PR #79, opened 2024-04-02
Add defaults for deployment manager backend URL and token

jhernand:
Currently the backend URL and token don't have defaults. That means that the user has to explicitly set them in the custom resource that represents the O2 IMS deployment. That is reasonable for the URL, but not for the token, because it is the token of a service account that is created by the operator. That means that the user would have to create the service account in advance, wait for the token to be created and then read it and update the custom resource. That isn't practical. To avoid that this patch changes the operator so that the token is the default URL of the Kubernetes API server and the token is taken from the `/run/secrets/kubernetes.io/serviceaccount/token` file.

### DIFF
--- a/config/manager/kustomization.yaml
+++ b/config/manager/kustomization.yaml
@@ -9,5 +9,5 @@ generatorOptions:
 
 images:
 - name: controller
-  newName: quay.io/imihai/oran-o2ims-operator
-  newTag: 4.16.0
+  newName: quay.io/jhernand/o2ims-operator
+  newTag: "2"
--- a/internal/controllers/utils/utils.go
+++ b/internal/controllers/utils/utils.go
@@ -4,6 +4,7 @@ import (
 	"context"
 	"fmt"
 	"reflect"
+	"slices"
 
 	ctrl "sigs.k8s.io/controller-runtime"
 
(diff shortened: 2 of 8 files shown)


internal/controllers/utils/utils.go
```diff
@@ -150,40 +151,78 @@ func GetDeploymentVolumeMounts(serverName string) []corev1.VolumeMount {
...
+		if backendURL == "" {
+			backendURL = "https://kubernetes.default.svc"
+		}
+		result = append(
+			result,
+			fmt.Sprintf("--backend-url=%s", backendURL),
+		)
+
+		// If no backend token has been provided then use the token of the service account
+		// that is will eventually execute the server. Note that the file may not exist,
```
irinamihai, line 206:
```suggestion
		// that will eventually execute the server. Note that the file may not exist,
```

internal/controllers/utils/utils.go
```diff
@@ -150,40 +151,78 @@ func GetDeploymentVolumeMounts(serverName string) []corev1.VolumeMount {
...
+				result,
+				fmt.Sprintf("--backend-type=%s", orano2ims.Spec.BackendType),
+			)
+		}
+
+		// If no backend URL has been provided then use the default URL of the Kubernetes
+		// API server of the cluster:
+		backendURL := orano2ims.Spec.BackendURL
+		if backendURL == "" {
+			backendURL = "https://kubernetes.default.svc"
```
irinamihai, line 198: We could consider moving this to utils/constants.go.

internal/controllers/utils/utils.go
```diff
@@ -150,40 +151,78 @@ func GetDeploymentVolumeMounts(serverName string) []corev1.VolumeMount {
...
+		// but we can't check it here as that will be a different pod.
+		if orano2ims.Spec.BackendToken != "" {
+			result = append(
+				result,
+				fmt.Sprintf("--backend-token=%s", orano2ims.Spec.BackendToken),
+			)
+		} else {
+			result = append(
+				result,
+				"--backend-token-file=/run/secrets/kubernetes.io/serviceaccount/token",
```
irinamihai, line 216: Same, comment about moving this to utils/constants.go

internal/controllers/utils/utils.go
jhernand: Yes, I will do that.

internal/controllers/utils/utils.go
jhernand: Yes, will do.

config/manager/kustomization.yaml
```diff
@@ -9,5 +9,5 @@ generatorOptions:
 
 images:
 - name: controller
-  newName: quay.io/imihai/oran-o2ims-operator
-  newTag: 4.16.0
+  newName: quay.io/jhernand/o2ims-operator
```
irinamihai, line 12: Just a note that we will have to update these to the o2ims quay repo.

...

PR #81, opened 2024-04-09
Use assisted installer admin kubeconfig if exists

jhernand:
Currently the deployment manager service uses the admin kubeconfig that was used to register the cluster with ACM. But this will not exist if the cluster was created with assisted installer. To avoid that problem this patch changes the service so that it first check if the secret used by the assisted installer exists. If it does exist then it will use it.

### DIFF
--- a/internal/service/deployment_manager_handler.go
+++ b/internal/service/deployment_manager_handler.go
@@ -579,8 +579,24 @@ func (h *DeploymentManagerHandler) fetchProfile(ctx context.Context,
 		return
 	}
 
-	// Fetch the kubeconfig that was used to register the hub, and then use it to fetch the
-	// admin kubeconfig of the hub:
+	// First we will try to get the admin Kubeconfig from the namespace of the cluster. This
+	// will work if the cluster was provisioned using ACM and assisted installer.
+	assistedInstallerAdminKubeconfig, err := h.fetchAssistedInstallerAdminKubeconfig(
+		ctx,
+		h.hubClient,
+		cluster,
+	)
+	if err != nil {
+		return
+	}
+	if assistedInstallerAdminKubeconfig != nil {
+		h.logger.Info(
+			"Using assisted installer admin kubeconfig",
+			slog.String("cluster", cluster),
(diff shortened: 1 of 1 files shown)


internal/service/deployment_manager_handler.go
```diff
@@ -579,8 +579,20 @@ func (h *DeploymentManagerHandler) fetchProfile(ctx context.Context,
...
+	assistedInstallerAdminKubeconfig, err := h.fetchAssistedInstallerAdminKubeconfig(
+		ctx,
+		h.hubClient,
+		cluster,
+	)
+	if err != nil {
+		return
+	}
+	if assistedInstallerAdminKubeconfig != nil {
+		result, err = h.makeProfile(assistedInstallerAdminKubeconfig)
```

● Instructions for the task:
Wherever the word "been" appears in the records above, copy that line.

● Response area:
+		// If no backend token has been provided then use the token of the service account
+		// If no backend URL has been provided then use the default URL of the Kubernetes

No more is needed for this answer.